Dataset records
***

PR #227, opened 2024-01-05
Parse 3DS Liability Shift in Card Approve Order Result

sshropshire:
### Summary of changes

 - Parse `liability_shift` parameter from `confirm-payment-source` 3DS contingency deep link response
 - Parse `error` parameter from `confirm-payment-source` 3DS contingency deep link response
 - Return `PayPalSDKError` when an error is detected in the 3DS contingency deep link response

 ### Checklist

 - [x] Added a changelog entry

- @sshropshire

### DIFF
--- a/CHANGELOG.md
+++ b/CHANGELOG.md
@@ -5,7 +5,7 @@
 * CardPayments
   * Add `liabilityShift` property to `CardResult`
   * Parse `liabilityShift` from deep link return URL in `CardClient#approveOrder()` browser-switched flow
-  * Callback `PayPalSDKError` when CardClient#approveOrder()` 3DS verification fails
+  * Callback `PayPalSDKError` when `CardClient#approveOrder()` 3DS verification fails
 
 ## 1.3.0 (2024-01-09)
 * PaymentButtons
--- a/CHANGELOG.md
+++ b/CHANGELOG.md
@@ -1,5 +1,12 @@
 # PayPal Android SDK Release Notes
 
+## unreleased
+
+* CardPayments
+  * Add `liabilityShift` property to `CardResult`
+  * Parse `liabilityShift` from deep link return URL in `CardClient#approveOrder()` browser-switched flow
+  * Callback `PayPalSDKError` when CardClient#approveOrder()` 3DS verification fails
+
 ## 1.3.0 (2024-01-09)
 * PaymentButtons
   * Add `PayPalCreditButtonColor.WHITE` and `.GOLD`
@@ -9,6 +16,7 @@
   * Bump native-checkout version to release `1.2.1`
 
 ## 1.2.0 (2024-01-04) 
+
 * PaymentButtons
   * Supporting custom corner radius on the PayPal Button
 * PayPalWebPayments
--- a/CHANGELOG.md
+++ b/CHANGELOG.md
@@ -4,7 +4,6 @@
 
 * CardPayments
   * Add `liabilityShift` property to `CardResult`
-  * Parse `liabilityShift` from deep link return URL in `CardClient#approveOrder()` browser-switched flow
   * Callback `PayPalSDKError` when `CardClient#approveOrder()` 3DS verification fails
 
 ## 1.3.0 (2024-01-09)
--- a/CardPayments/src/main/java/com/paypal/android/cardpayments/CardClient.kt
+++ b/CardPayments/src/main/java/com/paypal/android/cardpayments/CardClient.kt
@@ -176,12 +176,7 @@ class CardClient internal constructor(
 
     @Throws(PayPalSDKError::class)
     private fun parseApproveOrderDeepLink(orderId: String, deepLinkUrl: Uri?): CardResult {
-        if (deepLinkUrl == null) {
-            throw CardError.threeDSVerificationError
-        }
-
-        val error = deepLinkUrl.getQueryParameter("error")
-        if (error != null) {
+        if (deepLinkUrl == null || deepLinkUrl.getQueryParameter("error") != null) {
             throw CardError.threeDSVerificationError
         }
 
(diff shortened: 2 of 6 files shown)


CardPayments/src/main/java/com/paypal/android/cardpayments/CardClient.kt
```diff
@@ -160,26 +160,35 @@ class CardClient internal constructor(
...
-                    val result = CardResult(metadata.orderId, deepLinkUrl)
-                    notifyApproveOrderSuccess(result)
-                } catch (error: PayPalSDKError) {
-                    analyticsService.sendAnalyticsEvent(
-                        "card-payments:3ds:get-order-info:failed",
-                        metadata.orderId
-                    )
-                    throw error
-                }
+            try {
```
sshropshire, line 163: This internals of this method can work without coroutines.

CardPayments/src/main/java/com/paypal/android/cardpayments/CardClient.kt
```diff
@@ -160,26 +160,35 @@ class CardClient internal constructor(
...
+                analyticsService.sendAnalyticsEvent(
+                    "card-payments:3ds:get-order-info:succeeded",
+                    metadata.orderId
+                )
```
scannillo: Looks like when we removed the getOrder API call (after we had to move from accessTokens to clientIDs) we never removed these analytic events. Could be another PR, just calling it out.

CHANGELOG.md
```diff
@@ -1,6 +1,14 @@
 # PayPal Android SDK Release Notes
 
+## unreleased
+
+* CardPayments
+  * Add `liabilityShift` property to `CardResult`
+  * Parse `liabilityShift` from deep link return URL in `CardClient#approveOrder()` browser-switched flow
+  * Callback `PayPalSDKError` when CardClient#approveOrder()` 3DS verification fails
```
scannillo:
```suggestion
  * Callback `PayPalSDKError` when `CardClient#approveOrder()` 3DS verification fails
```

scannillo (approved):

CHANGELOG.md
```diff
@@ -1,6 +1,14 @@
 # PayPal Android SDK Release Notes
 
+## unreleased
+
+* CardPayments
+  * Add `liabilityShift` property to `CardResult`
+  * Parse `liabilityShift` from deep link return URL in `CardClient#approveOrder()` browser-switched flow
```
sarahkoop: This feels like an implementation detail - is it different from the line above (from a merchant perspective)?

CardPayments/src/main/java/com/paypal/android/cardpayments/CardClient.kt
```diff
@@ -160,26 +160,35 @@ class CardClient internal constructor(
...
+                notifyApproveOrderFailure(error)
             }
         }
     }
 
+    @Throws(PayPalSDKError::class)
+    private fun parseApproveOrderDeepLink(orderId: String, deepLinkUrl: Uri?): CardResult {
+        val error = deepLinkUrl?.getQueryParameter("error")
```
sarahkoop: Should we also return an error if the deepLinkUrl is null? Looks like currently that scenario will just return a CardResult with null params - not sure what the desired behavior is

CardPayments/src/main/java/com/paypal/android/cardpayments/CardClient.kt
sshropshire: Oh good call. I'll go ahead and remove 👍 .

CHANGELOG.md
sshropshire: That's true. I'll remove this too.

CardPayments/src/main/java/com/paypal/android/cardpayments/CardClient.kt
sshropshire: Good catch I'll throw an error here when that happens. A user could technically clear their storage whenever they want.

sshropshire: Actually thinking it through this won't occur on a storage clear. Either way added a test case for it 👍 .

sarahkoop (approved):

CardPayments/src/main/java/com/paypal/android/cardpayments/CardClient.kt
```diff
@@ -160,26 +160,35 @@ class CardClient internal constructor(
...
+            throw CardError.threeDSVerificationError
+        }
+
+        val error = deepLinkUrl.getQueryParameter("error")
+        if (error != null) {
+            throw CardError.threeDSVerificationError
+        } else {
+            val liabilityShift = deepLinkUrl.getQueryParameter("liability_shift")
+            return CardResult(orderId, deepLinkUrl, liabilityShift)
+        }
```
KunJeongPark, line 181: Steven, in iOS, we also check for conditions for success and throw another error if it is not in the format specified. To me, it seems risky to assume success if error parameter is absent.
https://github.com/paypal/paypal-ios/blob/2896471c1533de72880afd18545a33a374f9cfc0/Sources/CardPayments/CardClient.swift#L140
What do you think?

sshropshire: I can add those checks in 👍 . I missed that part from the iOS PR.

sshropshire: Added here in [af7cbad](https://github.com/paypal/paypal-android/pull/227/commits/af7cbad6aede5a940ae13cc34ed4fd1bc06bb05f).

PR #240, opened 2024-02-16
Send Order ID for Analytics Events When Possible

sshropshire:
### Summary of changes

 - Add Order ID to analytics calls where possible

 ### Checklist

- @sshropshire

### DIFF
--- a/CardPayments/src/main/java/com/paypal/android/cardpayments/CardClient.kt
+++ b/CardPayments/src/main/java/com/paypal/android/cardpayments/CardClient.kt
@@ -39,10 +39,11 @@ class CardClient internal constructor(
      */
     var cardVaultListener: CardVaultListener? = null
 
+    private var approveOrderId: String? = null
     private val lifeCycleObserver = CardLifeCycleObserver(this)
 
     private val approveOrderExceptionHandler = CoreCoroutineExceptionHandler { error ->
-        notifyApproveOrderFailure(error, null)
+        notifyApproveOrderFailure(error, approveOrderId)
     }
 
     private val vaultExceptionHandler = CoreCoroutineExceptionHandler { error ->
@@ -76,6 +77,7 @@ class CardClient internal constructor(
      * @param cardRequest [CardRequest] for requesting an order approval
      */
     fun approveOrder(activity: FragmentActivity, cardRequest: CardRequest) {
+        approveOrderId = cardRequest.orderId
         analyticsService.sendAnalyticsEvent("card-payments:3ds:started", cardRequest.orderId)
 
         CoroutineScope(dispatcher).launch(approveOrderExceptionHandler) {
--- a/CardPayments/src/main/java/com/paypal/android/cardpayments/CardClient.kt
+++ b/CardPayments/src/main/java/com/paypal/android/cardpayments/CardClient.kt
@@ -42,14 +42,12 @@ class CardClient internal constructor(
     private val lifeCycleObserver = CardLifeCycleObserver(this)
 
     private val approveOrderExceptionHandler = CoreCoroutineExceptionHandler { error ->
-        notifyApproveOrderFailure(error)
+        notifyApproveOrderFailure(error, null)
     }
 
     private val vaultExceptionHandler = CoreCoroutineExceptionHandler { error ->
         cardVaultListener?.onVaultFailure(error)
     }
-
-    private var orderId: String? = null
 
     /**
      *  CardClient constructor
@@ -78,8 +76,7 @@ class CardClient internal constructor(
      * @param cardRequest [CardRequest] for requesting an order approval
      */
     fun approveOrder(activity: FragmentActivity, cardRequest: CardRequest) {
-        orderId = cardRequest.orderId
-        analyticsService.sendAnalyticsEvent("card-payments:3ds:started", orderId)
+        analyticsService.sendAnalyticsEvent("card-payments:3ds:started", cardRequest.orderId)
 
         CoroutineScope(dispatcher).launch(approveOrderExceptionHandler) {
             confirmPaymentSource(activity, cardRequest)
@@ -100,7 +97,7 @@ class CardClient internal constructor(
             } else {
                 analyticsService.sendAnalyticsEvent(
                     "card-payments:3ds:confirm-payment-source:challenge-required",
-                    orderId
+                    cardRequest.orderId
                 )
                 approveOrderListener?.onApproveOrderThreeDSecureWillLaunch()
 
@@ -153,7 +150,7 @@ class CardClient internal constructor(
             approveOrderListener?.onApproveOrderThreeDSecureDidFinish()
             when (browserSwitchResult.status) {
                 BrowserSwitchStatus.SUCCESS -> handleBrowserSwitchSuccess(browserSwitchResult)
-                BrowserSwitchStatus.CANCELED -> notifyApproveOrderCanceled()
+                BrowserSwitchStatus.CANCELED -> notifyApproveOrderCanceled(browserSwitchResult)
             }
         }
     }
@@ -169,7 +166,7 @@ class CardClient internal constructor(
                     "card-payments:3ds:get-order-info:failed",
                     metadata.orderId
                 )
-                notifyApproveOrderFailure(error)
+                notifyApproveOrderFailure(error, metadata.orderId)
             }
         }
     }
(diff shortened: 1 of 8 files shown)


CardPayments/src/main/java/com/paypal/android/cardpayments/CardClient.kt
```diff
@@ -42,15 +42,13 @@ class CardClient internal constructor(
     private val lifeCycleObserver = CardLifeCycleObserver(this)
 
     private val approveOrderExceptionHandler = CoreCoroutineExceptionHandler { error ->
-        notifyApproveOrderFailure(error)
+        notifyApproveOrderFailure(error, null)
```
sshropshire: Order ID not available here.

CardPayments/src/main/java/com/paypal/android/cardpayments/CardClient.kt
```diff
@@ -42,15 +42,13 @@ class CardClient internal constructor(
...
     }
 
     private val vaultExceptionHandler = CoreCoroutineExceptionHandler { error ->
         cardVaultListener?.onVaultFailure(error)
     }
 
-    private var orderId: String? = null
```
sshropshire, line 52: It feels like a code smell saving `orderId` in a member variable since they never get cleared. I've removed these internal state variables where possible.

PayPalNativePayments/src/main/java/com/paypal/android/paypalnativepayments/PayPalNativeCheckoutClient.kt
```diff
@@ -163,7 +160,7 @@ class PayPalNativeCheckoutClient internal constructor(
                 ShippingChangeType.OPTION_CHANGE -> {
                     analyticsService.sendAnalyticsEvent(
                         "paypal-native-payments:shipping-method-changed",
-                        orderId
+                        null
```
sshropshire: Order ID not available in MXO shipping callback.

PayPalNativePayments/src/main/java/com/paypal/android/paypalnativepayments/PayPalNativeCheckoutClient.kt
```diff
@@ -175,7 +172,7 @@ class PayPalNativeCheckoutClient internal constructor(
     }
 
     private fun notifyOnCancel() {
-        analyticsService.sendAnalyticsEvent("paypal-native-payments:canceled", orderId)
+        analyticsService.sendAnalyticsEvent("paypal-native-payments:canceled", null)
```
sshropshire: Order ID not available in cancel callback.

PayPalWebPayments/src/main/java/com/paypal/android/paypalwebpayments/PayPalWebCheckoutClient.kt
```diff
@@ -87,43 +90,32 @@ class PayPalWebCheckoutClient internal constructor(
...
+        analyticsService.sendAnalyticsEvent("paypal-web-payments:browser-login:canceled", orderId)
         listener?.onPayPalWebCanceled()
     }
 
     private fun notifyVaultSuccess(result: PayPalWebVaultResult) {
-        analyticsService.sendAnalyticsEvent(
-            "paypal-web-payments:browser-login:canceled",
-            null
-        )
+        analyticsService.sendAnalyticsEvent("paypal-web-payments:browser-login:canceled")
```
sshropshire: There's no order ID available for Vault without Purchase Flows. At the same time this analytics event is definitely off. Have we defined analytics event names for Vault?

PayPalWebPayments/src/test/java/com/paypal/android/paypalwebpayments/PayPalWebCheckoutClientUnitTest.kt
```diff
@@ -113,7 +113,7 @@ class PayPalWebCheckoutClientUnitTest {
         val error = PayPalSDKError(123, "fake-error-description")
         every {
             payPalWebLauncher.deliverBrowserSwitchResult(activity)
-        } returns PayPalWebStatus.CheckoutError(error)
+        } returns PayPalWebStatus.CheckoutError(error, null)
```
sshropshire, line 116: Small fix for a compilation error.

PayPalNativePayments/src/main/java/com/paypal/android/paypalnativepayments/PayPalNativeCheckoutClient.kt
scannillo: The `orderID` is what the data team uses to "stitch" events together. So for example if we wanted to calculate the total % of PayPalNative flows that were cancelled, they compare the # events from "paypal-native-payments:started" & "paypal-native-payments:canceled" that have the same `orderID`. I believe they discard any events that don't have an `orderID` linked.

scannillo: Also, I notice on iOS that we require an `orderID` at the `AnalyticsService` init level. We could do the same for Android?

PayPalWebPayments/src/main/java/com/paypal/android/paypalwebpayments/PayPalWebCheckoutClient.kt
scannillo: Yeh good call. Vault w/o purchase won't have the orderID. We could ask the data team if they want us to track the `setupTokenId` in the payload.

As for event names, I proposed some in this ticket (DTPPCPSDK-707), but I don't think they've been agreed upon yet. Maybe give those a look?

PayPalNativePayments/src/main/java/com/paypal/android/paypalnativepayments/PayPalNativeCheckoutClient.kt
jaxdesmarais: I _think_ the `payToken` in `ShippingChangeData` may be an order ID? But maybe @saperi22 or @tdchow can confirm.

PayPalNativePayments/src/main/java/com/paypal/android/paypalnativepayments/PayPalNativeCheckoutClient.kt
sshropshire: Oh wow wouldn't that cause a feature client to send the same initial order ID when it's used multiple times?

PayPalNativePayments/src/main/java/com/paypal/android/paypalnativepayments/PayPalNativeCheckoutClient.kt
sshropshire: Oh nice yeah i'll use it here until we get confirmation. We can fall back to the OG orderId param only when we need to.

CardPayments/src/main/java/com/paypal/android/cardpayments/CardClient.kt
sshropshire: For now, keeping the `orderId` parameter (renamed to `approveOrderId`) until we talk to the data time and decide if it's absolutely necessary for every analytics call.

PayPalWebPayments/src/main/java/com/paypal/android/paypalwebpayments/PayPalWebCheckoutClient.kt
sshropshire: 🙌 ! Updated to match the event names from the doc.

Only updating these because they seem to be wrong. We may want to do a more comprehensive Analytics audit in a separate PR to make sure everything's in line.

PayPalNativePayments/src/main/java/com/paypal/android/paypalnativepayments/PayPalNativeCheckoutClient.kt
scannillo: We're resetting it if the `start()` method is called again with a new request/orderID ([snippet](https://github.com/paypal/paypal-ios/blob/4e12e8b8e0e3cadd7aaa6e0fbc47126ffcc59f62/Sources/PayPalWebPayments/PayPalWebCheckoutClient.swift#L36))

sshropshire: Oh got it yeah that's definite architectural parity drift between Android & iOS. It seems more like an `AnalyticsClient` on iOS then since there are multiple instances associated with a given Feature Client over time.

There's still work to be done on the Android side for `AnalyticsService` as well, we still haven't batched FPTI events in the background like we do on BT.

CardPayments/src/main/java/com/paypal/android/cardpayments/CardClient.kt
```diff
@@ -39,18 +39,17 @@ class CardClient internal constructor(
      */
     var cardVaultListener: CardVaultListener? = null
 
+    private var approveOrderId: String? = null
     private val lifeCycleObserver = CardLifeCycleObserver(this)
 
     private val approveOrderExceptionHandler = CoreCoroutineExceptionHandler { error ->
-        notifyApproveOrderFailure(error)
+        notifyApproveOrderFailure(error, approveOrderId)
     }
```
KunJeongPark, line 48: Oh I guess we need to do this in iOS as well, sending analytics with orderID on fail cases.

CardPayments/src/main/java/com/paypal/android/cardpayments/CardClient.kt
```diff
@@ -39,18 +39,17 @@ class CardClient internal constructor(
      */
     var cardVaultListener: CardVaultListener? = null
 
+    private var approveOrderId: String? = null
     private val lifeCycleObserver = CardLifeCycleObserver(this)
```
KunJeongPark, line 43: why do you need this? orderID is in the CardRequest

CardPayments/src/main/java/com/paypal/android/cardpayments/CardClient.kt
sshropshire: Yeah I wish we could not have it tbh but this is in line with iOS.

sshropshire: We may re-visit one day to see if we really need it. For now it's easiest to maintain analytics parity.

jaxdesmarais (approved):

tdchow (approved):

***

Exercise brief: Go line by line through the data, copying each one that contains the word "swift".

Your response:
https://github.com/paypal/paypal-ios/blob/2896471c1533de72880afd18545a33a374f9cfc0/Sources/CardPayments/CardClient.swift#L140
scannillo: We're resetting it if the `start()` method is called again with a new request/orderID ([snippet](https://github.com/paypal/paypal-ios/blob/4e12e8b8e0e3cadd7aaa6e0fbc47126ffcc59f62/Sources/PayPalWebPayments/PayPalWebCheckoutClient.swift#L36))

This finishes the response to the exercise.